L'argument de Tarantula peut se résumer en quelques mots : un nutritionniste a mis au point un aliment de synthèse en utilisant comme stabilisateur (si je ne me trompe pas) un isotope radioactif. Il crée ainsi des souris ou des cochons d'inde géants, ainsi qu'une tarentule qui, évidemment, prend la fuite et continue à grossir une fois en liberté jusqu'à atteindre des proportions parfaitement indécentes, semant la terreur, la mort et la destruction de lignes téléphoniques sur son chemin. Tout cela se passe dans le désert du Nevada, parce que c'est plus pittoresque.
Un an avant Tarantula, il y avait eu Them ! (en français : Des Montres attaquent la ville), qui s'intéressait à des fourmis mutantes. Les points communs entre le film de Jack Arnold et son « prédécesseur » réalisé par Gordon Douglas sont confondants, à un point tel que cela frôle le fichage de gueule. Etonnant par exemple d'entendre l'araignée géante émettre une sorte de stridulation ressemblant à s'y méprendre à celles des fourmis un an plus tôt. Et l'on se demande vraiment quelle réalité arachnologique peut mener cette brave bestiole à émettre le même son que ses congénères de science-fiction. Ajoutez à cela qu'au moment de dévorer ses proies, la bêbête à huit pattes pousse un rugissement comparable à celui d'un lion, et vous comprendrez que ce n'est pas sur le terrain de la zoologie que Tarantula tente de convaincre le spectateur.
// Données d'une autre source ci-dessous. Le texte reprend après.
PR #203, opened 2017-07-04
log much more detail when things fail in mma

johnduffell:
### Why do we need this? 
At present, when users complain that the profile tab doesn't work, we can only find out from the logs that they made a request at a certain time, and whether it worked or not.  We can't find the detail of what went wrong in any case other than payment details wrong (credit card didn't validate etc).  There are a couple of places where it would spit out a separate message saying things failed.
This means we have to poke around in zuora etc to find some wrong looking data when we get a report.
This PR changes it so that any line in the for comprehension will return a proper message if it fails, so we know where things went wrong.

I introduced an artificial failure on a test user and this appeared in the logs
`WARN: Unable to retrieve payment details result for identity user Some(30000594) due to couldn't read sub from zuora for crmId 001g000001h0T50AAE (TODO check the separate WARN to find out why)`

@jacobwinch @paulbrown1982 @pvighi @lmath @michaelwmcnamara @AWare

### DIFF
--- a/membership-attribute-service/app/controllers/AccountController.scala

On retrouve d'autres banalités inhérentes au genre de cette époque : le savant fou responsable de catastrophes sans précédent, après avoir manipulé des atomes qu'il n'était pas censé toucher, face à de braves citoyens (un gentil docteur, un flic bonhomme et sympathique, une agréable étudiante en biologie) qui doivent se démener ensuite pour réparer ses conneries. Méfiance classique face à la science et les scientifiques, marquée par la découverte des méfaits du nucléaire et le commencement de la guerre froide, qui pourrait être parfaitement légitime si elle ne se traduisait pas par l'expression d'un populisme aussi caricatural. Ainsi, pour mettre un terme aux dégats causés par l'araignée géante, on fait appel à l'armée qui sauvera avec talent la population en ayant recours à un bombardement « ciblé » de napalm...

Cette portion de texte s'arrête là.